Hank O’Neal

Please Note: There are three ticket options to attend. You can buy a copy of Preserving Lives, a copy of A Vision Shared, or a $15 Gift Card. Choosing the gift card option will not get you a book.

Hank O’Neal’s two most recent books, Preserving Lives (TCU Press) and the 40th Anniversary reissue of his 1976 classic, A Vision Shared (Steidl), were published within five days of one another in June 2018. Outwardly they seem to be very different but in fact the overall themes of each are very similar.

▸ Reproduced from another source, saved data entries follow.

PR #2017, opened 2024-02-25
also target net8

SimonCropp:
since serlog uses a polyfill, all TFMs should be listed. the reason is that if a target is omitted, that target will be unnecessarily larger due to redundant polyfills.

 * net7 138kb
 * net8 129kb

### DIFF
--- a/global.json
+++ b/global.json
@@ -1,6 +1,6 @@
 {
   "sdk": {
-    "version": "8.0.100",
+    "version": "8.0.201",
     "allowPrerelease": false,
     "rollForward": "latestFeature"
   }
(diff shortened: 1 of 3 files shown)


SimonCropp:
it also (often) has performance implications. since often polyfills do not have the same optimisations as the actual implementation, omitting a target have result in using those slower polyfill implementations over the actual implementation.

Numpsy:
[Are there any polyfills actually being used in .NET 6/7 ?](https://github.com/serilog/serilog/pull/2016#discussion_r1501389784) - i.e. is there presently any need for PolySharp to be attached to those builds in the first place?)

SimonCropp:
@Numpsy yeah u could probably condition the reference out. but you would probably eventually want to add it back in, eg when u want newer compiler features that need attributes

Numpsy:
fwiw, If i build it locally then the .NET 8 dll is 129KB, unless I add the ```<DefineConstants>``` to match .NET 6/7, at which point it's 137KB

SimonCropp:
guess i was mistaken then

Preserving Lives tells the story of two ordinary Americans of humble origin, Harold O’Neal (born 1910) and Sarah Christian (born 1914) and their lives in rural and small town East Texas. In 1933 they were swept up by the opportunities afforded by The New Deal, worked hard with the CCC, fought hard during World War II, studied hard after the war and twenty years later, in 1953, achieved what people now call The American Dream. The book is filled with unique photographs found in Harold and Sarah’s scrapbooks from the 1920s, 30s, 40s and early 50s. The 572 photographs and illustrations that make up the book were taken or saved by Harold, Sarah or family members.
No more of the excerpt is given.